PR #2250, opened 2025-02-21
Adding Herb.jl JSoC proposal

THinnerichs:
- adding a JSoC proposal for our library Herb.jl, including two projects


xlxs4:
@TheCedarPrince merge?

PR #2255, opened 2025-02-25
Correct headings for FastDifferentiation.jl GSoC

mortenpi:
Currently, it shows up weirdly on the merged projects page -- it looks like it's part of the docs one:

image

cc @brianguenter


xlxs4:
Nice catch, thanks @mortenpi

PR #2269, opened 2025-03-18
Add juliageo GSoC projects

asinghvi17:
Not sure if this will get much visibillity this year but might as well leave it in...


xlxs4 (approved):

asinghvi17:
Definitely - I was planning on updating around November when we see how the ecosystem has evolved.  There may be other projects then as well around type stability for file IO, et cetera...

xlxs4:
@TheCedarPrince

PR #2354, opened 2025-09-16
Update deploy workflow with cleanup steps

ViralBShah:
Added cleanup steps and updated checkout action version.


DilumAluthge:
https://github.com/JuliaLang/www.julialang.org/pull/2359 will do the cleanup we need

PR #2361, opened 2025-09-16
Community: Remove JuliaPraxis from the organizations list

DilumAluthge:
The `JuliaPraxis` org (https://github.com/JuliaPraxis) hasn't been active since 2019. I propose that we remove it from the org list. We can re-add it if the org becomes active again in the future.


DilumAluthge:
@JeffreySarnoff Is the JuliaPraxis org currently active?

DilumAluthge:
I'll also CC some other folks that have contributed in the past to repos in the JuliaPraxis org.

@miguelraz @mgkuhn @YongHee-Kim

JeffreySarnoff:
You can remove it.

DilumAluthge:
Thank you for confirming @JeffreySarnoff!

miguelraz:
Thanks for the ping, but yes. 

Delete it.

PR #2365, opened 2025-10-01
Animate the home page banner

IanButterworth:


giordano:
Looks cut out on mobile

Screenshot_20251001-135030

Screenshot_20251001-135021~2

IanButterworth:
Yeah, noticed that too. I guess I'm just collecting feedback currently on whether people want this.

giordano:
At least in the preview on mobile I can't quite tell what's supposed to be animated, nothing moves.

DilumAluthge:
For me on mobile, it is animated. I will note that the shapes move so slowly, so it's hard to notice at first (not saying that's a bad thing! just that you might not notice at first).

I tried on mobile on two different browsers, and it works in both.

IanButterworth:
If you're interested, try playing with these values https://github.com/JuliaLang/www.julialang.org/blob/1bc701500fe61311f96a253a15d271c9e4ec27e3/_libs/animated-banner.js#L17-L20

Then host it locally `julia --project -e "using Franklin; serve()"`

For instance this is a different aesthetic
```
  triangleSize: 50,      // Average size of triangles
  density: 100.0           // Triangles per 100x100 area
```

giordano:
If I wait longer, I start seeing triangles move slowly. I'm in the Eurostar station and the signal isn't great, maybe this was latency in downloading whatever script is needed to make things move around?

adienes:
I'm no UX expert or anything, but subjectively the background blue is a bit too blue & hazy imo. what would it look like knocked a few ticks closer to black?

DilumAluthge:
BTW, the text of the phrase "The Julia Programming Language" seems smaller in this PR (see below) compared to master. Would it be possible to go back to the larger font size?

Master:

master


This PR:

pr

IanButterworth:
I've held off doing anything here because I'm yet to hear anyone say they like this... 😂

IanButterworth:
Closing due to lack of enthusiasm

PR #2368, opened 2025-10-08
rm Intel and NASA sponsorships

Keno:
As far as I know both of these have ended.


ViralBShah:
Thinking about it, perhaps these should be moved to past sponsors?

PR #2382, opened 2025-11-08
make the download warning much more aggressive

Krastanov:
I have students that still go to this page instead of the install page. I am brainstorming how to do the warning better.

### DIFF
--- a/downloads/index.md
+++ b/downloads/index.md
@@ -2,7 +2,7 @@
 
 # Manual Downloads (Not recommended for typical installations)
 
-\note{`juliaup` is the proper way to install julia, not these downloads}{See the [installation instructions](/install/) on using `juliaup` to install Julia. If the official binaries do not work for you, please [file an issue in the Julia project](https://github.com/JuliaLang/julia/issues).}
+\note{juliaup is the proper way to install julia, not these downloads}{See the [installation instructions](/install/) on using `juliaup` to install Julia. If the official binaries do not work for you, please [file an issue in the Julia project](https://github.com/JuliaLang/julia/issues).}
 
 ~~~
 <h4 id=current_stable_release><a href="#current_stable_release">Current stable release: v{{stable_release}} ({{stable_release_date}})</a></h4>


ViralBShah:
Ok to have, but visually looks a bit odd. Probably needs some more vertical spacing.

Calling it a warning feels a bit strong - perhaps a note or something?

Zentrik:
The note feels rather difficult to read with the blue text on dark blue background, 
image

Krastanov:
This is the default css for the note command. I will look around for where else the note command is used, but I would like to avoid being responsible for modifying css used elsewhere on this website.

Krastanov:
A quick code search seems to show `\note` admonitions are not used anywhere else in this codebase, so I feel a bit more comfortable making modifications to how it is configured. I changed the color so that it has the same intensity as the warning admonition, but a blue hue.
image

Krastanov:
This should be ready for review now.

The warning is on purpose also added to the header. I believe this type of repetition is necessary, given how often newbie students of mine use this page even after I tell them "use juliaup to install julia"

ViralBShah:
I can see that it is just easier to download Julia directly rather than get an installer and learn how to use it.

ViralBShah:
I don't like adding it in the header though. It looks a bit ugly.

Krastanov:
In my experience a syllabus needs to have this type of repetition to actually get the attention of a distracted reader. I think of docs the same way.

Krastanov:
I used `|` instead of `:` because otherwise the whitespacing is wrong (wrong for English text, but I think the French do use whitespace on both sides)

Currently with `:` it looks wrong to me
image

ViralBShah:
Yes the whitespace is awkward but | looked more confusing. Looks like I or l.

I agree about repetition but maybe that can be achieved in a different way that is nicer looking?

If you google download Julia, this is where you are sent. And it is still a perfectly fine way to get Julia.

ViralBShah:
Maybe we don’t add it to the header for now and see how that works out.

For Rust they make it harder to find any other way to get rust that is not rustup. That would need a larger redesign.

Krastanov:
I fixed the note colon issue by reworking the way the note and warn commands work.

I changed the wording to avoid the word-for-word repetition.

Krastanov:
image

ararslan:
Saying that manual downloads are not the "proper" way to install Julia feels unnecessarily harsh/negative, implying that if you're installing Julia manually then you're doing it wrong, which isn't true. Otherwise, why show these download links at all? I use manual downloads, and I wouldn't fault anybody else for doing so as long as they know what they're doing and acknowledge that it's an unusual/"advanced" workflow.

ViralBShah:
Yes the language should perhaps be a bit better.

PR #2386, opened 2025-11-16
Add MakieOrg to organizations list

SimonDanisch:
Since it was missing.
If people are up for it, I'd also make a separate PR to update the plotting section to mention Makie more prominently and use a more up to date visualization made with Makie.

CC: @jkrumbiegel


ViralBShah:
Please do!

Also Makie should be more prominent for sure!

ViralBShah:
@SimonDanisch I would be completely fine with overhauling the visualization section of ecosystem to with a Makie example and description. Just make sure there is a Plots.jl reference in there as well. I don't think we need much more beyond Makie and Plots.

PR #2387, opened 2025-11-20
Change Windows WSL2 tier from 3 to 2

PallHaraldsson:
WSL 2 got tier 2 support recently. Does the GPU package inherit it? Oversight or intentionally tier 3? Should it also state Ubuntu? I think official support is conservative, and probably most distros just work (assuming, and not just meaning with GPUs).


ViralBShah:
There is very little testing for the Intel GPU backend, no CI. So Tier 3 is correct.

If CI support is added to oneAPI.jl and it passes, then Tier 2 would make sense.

○ ○ ○ ○ ○

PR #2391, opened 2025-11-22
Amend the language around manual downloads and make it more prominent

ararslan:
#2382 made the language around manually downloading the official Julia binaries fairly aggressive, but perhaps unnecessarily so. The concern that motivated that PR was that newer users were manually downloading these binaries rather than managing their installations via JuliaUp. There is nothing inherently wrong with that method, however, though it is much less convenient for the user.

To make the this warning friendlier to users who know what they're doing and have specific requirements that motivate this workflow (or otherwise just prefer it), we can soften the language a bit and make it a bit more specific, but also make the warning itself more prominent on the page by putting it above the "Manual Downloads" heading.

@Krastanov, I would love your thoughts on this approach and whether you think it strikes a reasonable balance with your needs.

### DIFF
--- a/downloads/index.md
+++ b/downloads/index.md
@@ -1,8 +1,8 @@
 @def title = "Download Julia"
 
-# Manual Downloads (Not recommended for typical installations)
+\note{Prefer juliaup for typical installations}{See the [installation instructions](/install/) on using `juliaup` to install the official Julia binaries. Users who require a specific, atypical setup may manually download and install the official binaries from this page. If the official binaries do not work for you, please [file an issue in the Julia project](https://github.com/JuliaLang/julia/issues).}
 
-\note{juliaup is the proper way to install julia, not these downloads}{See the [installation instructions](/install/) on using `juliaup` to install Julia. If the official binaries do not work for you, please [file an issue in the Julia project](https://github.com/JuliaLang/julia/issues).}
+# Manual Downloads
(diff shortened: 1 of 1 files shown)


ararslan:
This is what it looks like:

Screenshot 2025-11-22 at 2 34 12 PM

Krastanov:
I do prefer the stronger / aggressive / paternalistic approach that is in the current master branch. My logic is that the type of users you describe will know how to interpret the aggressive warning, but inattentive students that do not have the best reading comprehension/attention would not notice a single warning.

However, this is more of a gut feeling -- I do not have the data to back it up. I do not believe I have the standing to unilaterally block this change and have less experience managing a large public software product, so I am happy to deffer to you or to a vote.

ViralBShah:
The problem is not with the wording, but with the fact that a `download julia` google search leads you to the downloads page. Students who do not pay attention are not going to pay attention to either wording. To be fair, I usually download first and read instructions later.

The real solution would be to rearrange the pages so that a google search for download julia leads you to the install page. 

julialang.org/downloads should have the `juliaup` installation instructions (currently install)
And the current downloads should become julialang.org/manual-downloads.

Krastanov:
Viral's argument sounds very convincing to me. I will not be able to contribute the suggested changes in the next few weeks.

○ ○ ○ ○ ○

### Work request
For the string "because", search the preceding data and copy every line that includes it.

### Expected answer
I've held off doing anything here because I'm yet to hear anyone say they like this... 😂
I used `|` instead of `:` because otherwise the whitespacing is wrong (wrong for English text, but I think the French do use whitespace on both sides)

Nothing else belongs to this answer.